April 25 2014 Latest news:
Thursday, March 15, 2012
Hundreds turned up to bid farewell to Dartford Destroyer Dave Charnley yesterday at the church of St Mary the Virgin, Stone.
Family, friends and fans turned up to pay their respects to the boxing lightweight champion who died from pneumonia on March 3, aged 76.
Rev Kenneth Clark led the funeral service and paid tribute to a man he called a “builder” rather than a “destroyer”.
Boxing referee and judge Larry O’Connell also paid tribute to the boxing hero.
After the service, Dave Charnley’s body was taken to Medway Crematorium in Chatham.

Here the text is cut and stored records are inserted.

PR #6711, opened 2021-08-03
enhancement(StepDetails): improve tip presets for free tiers

snitin315:
Resolve https://github.com/opencollective/opencollective/issues/4508

# Description

- [X] If `tier.amount` is 0 and the amount is fixed, do not offer to add a tip.
- [X] If it's a free tier but with a flexible amount (ie. you can freely donate to the collective), we should hide the tip whenever you select 0 and show it you select a positive amount

# Screenshots

Screenshot 2021-08-03 at 3 38 04 PM

# 

free-tip


znarf (approved):
Looks good!

PR #6721, opened 2021-08-04
enhancement: Reset 2FA after using recovery codes

snitin315:
Resolve https://github.com/opencollective/opencollective/issues/4466

Requires https://github.com/opencollective/opencollective-api/pull/6399

# Description

- [x] Rename the button action to "Redefine 2FA"
- [x] When successfully calling `refreshTokenWithTwoFactorRecoveryCode`, redirect the user to `/{slug}/edit/two-factor-auth`

# Demo

https://user-images.githubusercontent.com/46647141/128121600-2c1657b7-fb83-4b63-8db6-2d252a467301.mp4


lib/withLoggedInUser.js
```diff
@@ -101,8 +101,14 @@ const withLoggedInUser = WrappedComponent => {
...
         } else if (recoveryCode) {
-          newToken = await refreshTokenWithTwoFactorRecoveryCode(token, recoveryCode);
+          const response = await refreshTokenWithTwoFactorRecoveryCode(token, recoveryCode);
+
+          newToken = response.token;
           setLocalStorage(LOCAL_STORAGE_KEYS.ACCESS_TOKEN, newToken);
+          // Redirect user
+          if (response.slug) {
+            window.location.href = `/${response.slug}/edit/two-factor-auth`;
+          }
```
znarf, line 111: Can we think about another place where to handle the redirect?

That might work but getLoggedInUser should not have side effect like this.

components/SignInOrJoinFree.js
```diff
@@ -248,7 +248,11 @@ class SignInOrJoinFree extends React.Component {
                       onSubmit={handleSubmit}
                       data-cy={useRecoveryCodes ? null : 'signin-two-factor-auth-button'}
                     >
-                      <FormattedMessage id="VerifyButton" defaultMessage="Verify" />
+                      {useRecoveryCodes ? (
+                        <FormattedMessage id="login.twoFactorAuth.redefine" defaultMessage="Redefine 2FA" />
```
znarf, line 252: I know it was in the spec, but I would prefer `Reset 2FA` instead of `Redefine 2FA`.

pages/signin.js
```diff
@@ -203,7 +203,12 @@ class SigninPage extends React.Component {
           }}
           submitRecoveryCode={recoveryCode => {
             const localStorage2FAToken = getFromLocalStorage(LOCAL_STORAGE_KEYS.ACCESS_TOKEN);
-            return this.props.login(localStorage2FAToken, { recoveryCode });
+            return this.props.login(localStorage2FAToken, { recoveryCode }).then(user => {
+              if (user?.collective?.slug) {
```
znarf, line 207: That's still a bit weird as we're interrupting the login function which is supposed to return something. Maybe move to the `SignInOrJoinFree` `onSubmit` ?

znarf: You will also be able to use the `router` instead of interacting directly with `window.location`.

snitin315: Makes sense, much better 👍🏻

components/SignInOrJoinFree.js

Charnley’s cousin and god-daughter Gillian Lees, 56, of Ash Green, who attended the service, said: “He was just a wonderful person. Very inspirational. One of life’s best people.
“When I was young he used to give me pocket-money, and I remember when I was 12 or 13 I was a hair model in his salon.”
Her husband Tim Lees added: “If you didn’t know about his past, you would not know he was famous at all. He was totally non-pretentious. He was a family man. ”
Danny Rawlins, 79, an ex-boxer who used to spar with Dave Charnley, said: “The best thing about sparring with Dave was when it was all over. He was vicious inside the ring, and a kitten outside of it.”
Another ex-boxer and chairman of the Kent Ex-boxers Association Dave “Smokey” Davis, 72, of Gillingham, said: “I joined the army (Royal Engineers regiment in Maldern, Worcestershire) on the same day as Dave. He was a lovely fellow.”
Boxing historian Harold Alderman, who also attended the funeral, said: “I think he’s the greatest British fighter I have seen. He’s the greatest British fighter not to have won a world title. He fought all the top people. He beat American Don Jordan who went onto become World Welterweight champion ten months later.”
Sean Holland, landlord of the Lads of the Village pub near the church, also paid tribute to the boxer. Dave Charnley’s uncle footballer Sam Charnley was pub landlord there between 1954 and 1956. The pub was one of the recipients of the Lonsdale belt which was given to the pub that raised the most money for Cancer Research in the local area in the 1970s and 1980s.
He said: “I remember Dave coming in to push all the pennies customers had donated into a sack. He did a lot for Cancer Research.”